Sad News From New England

Yesterday The Blaze reported that longtime conservative political operative, civics connoisseur, and radio personality Jay Severin has passed away. I first listened to Jay Severin during the 2000 election recount. He was a voice of common sense, logic, and critical thinking during that time. He periodically pushed the limits of talk radio and at various times was taken off the radio for a few days because of risque remarks. However, he was one of the best news analysts around. After leaving New England talk radio, he hosted a show on The Blaze radio network.

The article reports:

Severin became a giant force in political talk in New England before spending years as a host on TheBlaze Radio Network’s national platform.

“Jay was one of the rare talents that could not only see beyond the headline, but had the empathy to understand how it affected the listener,” Glenn Beck told TheBlaze. “He was a good man, and I’m a better one for having known him.”

Tom Shattuck, podcaster and senior editor of the Lowell Sun, paid tribute to Severin after news broke of his death on Thursday, calling him “the Boston talk titan.”

“This was a guy who liked free speech and was not afraid to push the boundaries,” Shattuck said of Severin, adding, “He made a difference…he was powerful, he was loud, he was poetic in the way he spoke, and he’s going to be missed.”

The article concludes:

Michael Graham, a colleague of Severin’s from WTTK-FM, said of the late host, “What’s fascinating to me is the number of people who say, ‘I became a conservative because of Jay Severin'” surrounded by the liberal environment in Boston. He added, “That’s his legacy—his civics lesson on the air, that nobody can take away from him.”

Jay Severin was famous for saying, “Excelsior!” meaning, “higher” or “upward.” From all of us at TheBlaze, Jay: Excelsior.

We have lost a strong voice for conservatism (although I believe Jay was a libertarian).

The Cancel Culture Is Beginning To Cancel Their Former Heroes

The New York Sun posted an article yesterday about Princeton University’s decision to remove the name of Woodrow Wilson from its school of public affairs.
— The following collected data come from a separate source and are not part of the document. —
PR #301, opened 2018-06-03
Created jump_seach in algorithms/seach

hsi1032:
I upload jump_sort and add it to test_search file


algorithms/search/jump_search.py
```diff
@@ -0,0 +1,38 @@
...
+    block_prev = 0
+    block= block_size
+
+    #return -1 means that array doesn't contain taget value
+    #find block that contains target value
+    while arr[min(block,n)-1] < target :
+        block_prev = block
+        block += block_size
+        if block_prev >=n :
+            return -1
```
goswami-rahul: The index of `arr` in the `while` condition looks cluttered, here, a better piece of code can be this. ( i hope it doesn't has some bug, feel free to point-out)
```python
if arr[n - 1] > target:
    return -1  # array doesn't contain target value
while block <= n and arr[block - 1] < target:
    block_prev = block
    block += block_size
```

algorithms/search/jump_search.py
```diff
@@ -0,0 +1,38 @@
+import math
+
+def jump_search(arr,target):
+    '''Jump Search
```
goswami-rahul: (pep8) docstrings should be encloses by triple _double_ quotes (`""" ... """`).

algorithms/search/jump_search.py
```diff
@@ -0,0 +1,38 @@
...
+        reference: https://en.wikipedia.org/wiki/Jump_search
+
+    '''
+    n = len(arr)
+    block_size = int(math.sqrt(n))
+    block_prev = 0
+    block= block_size
+
+    #return -1 means that array doesn't contain taget value
+    #find block that contains target value
```
goswami-rahul: please leave a space after `#` in the comments.

algorithms/search/jump_search.py
```diff
@@ -0,0 +1,38 @@
...
+    while arr[min(block,n)-1] < target :
+        block_prev = block
+        block += block_size
+        if block_prev >=n :
+            return -1
+
+    #find target value in block
+    while arr[block_prev] < target :
+        block_prev += 1
+        if block_prev == min(block,n):
```
goswami-rahul: there should be a space after `, ` in `min(block, n)`.

tests/test_search.py
```diff
@@ -88,6 +89,13 @@ def test_search_rotate(self):
         self.assertEqual(8, search_rotate_recur(array, 0, 11, 5))
         self.assertEqual(-1, search_rotate_recur(array, 0, 11, 9))
 
+    def test_jump_search(self):
+        array = [1, 2, 3, 3, 3, 3, 4, 4, 4, 4, 5, 6]
+        self.assertEqual(10, jump_search(array, 5))
+        self.assertEqual(11, jump_search(array, 6))
+        self.assertEqual(-1, jump_search(array, 7))
+        self.assertEqual(-1, jump_search(array, -1))
```
goswami-rahul: What does `jump_search(array, 3)` return here? it can be any of the `2, 3, 4, 5`.
I think it depends on the block_size (and hence array size), in the case of repeated elements.

Hence, this algorithm should only be used when we are fine with any index in case of duplicate elements. I think we should include a small note about this too in the docstring.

This reverses a decision made four years ago when the topic was also brought up.

The article reports:

…That was in 2016, when Princeton’s trustees, reacting to concerns within the school community and given impetus by Black Lives Matter, appointed a committee to appraise the 28th president of America, decided to continue to honor him.

At issue then was “the position he took as Princeton’s president to prevent the enrollment of black students and the policies he instituted as U.S. president that resulted in the re-segregation of the federal civil service.” Wilson’s name was on not only the School of Public & International Affairs but also a residential college. The board followed the committee’s recommendation to keep Wilson’s name. It issued what seemed to be an important statement.

“Contextualization is imperative,” it said. “Princeton must openly and candidly recognize that Wilson, like other historical figures, leaves behind a complex legacy with both positive and negative repercussions, and that the use of his name implies no endorsement of views and actions that conflict with the values and aspirations of our times.” As the cancel movement spreads today, that plea for context seems even more important.

The article concludes:

So where does that leave us? Writing in 2016 of Wilson’s views on race, scholar David Kennedy said that “We can wish that he had possessed qualities of imagination and empathy that would have liberated him from those views, but he did not.” Kennedy concluded that “In a world where there is no shortage of evil, it surely seems perverse to highlight the imperfections, rather than the positive accomplishments, of those who tried to do their best.”

Four years after echoing Professor Kennedy’s judgment, Princeton has suddenly zeroed in on Wilson’s imperfections. Whether that will serve the cause of racial understanding at the university remains to be seen. How sad it would be were one of two Princeton graduates to lead America and Princeton’s only Nobel laureate in peace — not to mention the coiner of the motto “Princeton in the Nation’s Service” — confined to the margin of the university’s institutional memory.

We seem to have lost the concept of viewing history in its context. Slavery and racism are part of America’s past, but slavery is gone and racism is not the acceptable order of the day, as it once was. Renaming things and tearing down statues will not change what was. It is time instead to deal with what is and work to make it better.